YOLO-FishScale

🐠 YOLO-FishScale - Underwater Fish Detection

Freshwater ecosystems are facing significant challenges due to the extinction of endemic species, often caused by the invasion of aggressive species in degraded habitats. Overfishing and unsustainable practices are further threatening fish populations, destabilizing aquatic environments. This crisis is rooted in the exponential growth of the human population, which intensifies environmental degradation. To address declining wild fish stocks, aquaculture has emerged as a vital solution, not only for food production but also for environmental conservation by restoring natural habitats and replenishing wild populations. In this context, deep learning techniques are revolutionizing aquaculture by enabling precise monitoring and management of aquatic environments. The ability to process and analyze large volumes of visual data in real-time helps in accurately detecting, tracking, and understanding fish behavior, which is crucial for both optimizing aquaculture practices and preserving natural ecosystems.

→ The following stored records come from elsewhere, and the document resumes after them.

PR #2141, opened 2017-02-04
Call not-found/bad-method handlers on invalid HTTP method

### LINKED ISSUE #2005: HTTP method outside whitelist causes 500
# (picking up from the Slack discussion earlier)

If an incoming HTTP request has a verb other than something in Request::$validMethods (e.g. LINK/UNLINK...or CHECKIN...or CHICKEN), Request::filterMethod() throws an InvalidArgumentException on request create from env (which happens on App::run()). This isn't caught anywhere, so it bubbles up to a 500. This happens both with and without a route declared for that URL, that method (yep, the router will let you match on CHICKEN), or neither/both.

By contrast, a verb in $validMethods, but unassigned for a route, will call the notAllowedHandler, which seems like the more proper way of handling the above. Likewise, if you don't have a route for that verb, probably better to call notFoundHandler.

There are a couple catches here:
1. notAllowedHandler assumes you've matched with a route before calling. Which needs a request. The only way I can think of to handle this properly is to set up an exception that builds the request anyway, then throws something that extends \InvalidArgumentException and includes the request along with it. That gets thrown into the router, then we decide how to treat the error (we'll always be erroring out) based on what the router gives us back. A little convoluted, but should give us the behavior we're looking for.
2. The router doesn't enforce the allowed methods array at all, so if we take the above fix then we'll end up with an even more confusing error message (LINK not allowed, please use one of [GET, PUT, POST, LINK]) if someone matches to an unsupported verb. So we'd want to tweak the router to throw an InvalidArgumentException (which _should_ throw us into a 500) when someone throws a verb in there that doesn't make sense.

Does the above concern make sense to someone other than me, and do the miticgations I'm suggesting also make sense? Maybe fully supporting this corner case at the cost of N operations per verb per route match() call doesn't make sense perf-wise, but I'd argue that having a really easy way to make a Slim app 500 is odd too.

If everything makes sense, thumbs-up this and I'll work on a PR.

iansltx:
Partially resolves #2005. Router map() calls don't have method checking,
and we still don't link the valid methods in the request to valid
methods at the application level (which IMO should be since the router
doesn't enforce any sort of method limitation at this point), but now
you won't get an uncaught exception when someone hits you with an HTTP
message with verb CHICKEN.

Also revised tests to check app run handling rather than request create
handling, since internally to the request a bad method should still be
invalid/throw an exception, so we don't want to weaken that guarantee.
But we do want the application not to 500 at runtime.

Along with that, behavior (as tested) differs between whether we have a
route or not, since in any other case the former would give you a bad
method exception, while the latter would give you a not-found. So these
tweaks match up that behavior for obscure HTTP methods as well.

Finally, RouterInterface now has constants for route info array returns.
They're only used on the exceptional path, but they make it a bit
clearer why we're pulling various numeric keys out of the route, rather
than having a non-obvious contract with FastRoute.

Took extra care here to respect order of execution for the existing code
so anything relying on that order will still work. Likewise,
InvalidMethodException subclasses InvalidArgumentException and returns
the same message and code, so anything checking for exception strings
etc., as well as instanceof checks, will still work.

Credit to @nickdnk for building the first red test for this issue.

### DIFF
--- a/Slim/App.php
+++ b/Slim/App.php
@@ -289,15 +289,13 @@ class App
      */
     public function run($silent = false)
     {
-        try {
-            $request = $this->container->get('request');
-        } catch (InvalidMethodException $e) {
-            $request = $e->getRequest();
-        }
-
         $response = $this->container->get('response');
 
-        $response = !isset($e) ? $this->process($request, $response) : $this->processInvalidMethod($request, $response);
+        try {
+            $response = $this->process($this->container->get('request'), $response);
+        } catch (InvalidMethodException $e) {
+            $response = $this->processInvalidMethod($e->getRequest(), $response);
+        }
 
         if (!$silent) {
             $this->respond($response);
--- a/Slim/App.php
+++ b/Slim/App.php
@@ -9,6 +9,8 @@
 namespace Slim;
 
 use Exception;
+use Slim\Exception\InvalidMethodException;
+use Slim\Http\Response;
 use Throwable;
 use Closure;
 use InvalidArgumentException;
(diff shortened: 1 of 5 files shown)


iansltx:
I'll work on improving coverage back to where it should be. No need to merge until I do that.

iansltx:
...and by "improving coverage" I actually mean "fixing a completely broken first implementation", as it turns out. Now we're good to go though :)

Slim/App.php
```diff
@@ -287,10 +289,15 @@ public function group($pattern, $callable)
...
+        try {
+            $request = $this->container->get('request');
+        } catch (InvalidMethodException $e) {
+            $request = $e->getRequest();
+        }
+
         $response = $this->container->get('response');
 
-        $response = $this->process($request, $response);
+        $response = !isset($e) ? $this->process($request, $response) : $this->processInvalidMethod($request, $response);
```
akrabat: Please refactor this ternary into the try/catch

iansltx: I assume that means duplicating `$response = $this->container->get('response');` to maintain existing application flow?

akrabat: I think that it can go before the `try`?

iansltx: Existing flow gets the request before the response so I wanted to maintain that order of execution. But sounds like we're cool with swapping order since the two should never be related anyway. Will push a rev once this talk's over.

akrabat: I don't think it should matter. If it does, I'm not sure what I'll think!

iansltx: Cleaned up! Keep up with the feedback :)

akrabat:
Thanks!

This thesis presents a real-time system for detecting and tracking fish in underwater environments, utilizing a custom fish detector called YOLO-FishScale based on the YOLOv8 algorithm. This detector addresses the challenge of detecting small fish, which vary in size and distance within frames. It enhances YOLOv8 by adding a new detection head that uses features from the $P_2$ layer and replaces the Conv module with SPD-Conv, improving performance on small and low-resolution targets. Additionally, CBAM (Convolutional Block Attention Mechanism) modules are integrated to enhance feature fusion, resulting in more accurate fish detection and tracking.

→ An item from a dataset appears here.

PR #2143, opened 2017-02-06
Fixed HTTP EOL

katjuncker:
The HTTP standard specifies that CR LF ("\r\n") should be used for separating elements in an HTTP request/response.
https://www.w3.org/Protocols/rfc2616/rfc2616-sec2.html#sec2.2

[!NOTE] The original YOLOv8 model employs a backbone network that down-samples the image through five stages, resulting in five feature layers ($P_1$, $P_2$, $P_3$, $P_4$, and $P_5$). Here, each $P_i$ layer represents a resolution of $1/2^i$ of the original image. To address the challenge of detecting small fish more effectively, YOLO-FishScale proposes the addition of a new detection head to the YOLOv8 architecture. This additional detection head utilizes features from the $P_2$ layer, which is specifically designed to enhance micro-target detection capabilities. Small objects are particularly challenging to detect due to their low resolution, which provides limited information about the content needed to learn patterns.

ezgif-1-a1147faba4 ezgif-1-a8ae202b0a

To train new custom models, you can modify the train.py and train.sh scripts according to your specific requirements. After configuring these files, execute them to initiate the training process. To test all the trained models, ensure the appropriate permissions are granted and then run the test.sh script.

🎣 FishScale Dataset

To train the YOLO-FishScale model,, a new comprehensive dataset was constructed. The Fishscale Dataset is an extensive collection of images and labels, compiled from three renowned fish datasets:

Deepfish ¹: This dataset comprises footage from 20 distinct underwater habitats, offering a diverse representation of underwater environments. This dataset was not originally intended for object detection tasks, which means it did not include bounding box annotations for fish. In the context of this project, the same dataset used by A.A. Muksit et al. ² was utilized. To adapt the DeepFish dataset for fish detection, A.A. Muksit et al. manually curated a subset of images, selecting those that exhibited different types of fish movement and posture across various habitats. From this selection process, they identified 4,505 positive images and then meticulously annotated a total of 15,463 ground truth bounding boxes within these images.
Fish4knowledge from Roboflow ³: This dataset is derived from the larger Fish4Knowledge dataset and includes 1,879 frames that have been pre-processed and annotated specifically for use with the YOLOv8 format.
Ozfish ⁴: This dataset was developed as part of the Australian Research Data Commons Data Discoveries program to support research in machine learning for automated fish detection from video footage. It contains approximately 43,000 bounding box annotations across nearly 1,800 frames, making it a substantial resource for object detection tasks. What sets the OzFish dataset apart is its diversity; each image includes multiple species and various shapes of fish, with an average of 25 fish per frame. Some frames feature between 80 and 120 fish, presenting a significant challenge due to the high density of fish objects, many of which are small and difficult to detect. In contrast, the DeepFish dataset typically has 3 to 4 fish per frame, with a maximum of about 14 in some cases. The prevalence of numerous tiny fish in OzFish makes it particularly challenging for detection algorithms, especially when it comes to accurately identifying and differentiating among the small, densely packed objects.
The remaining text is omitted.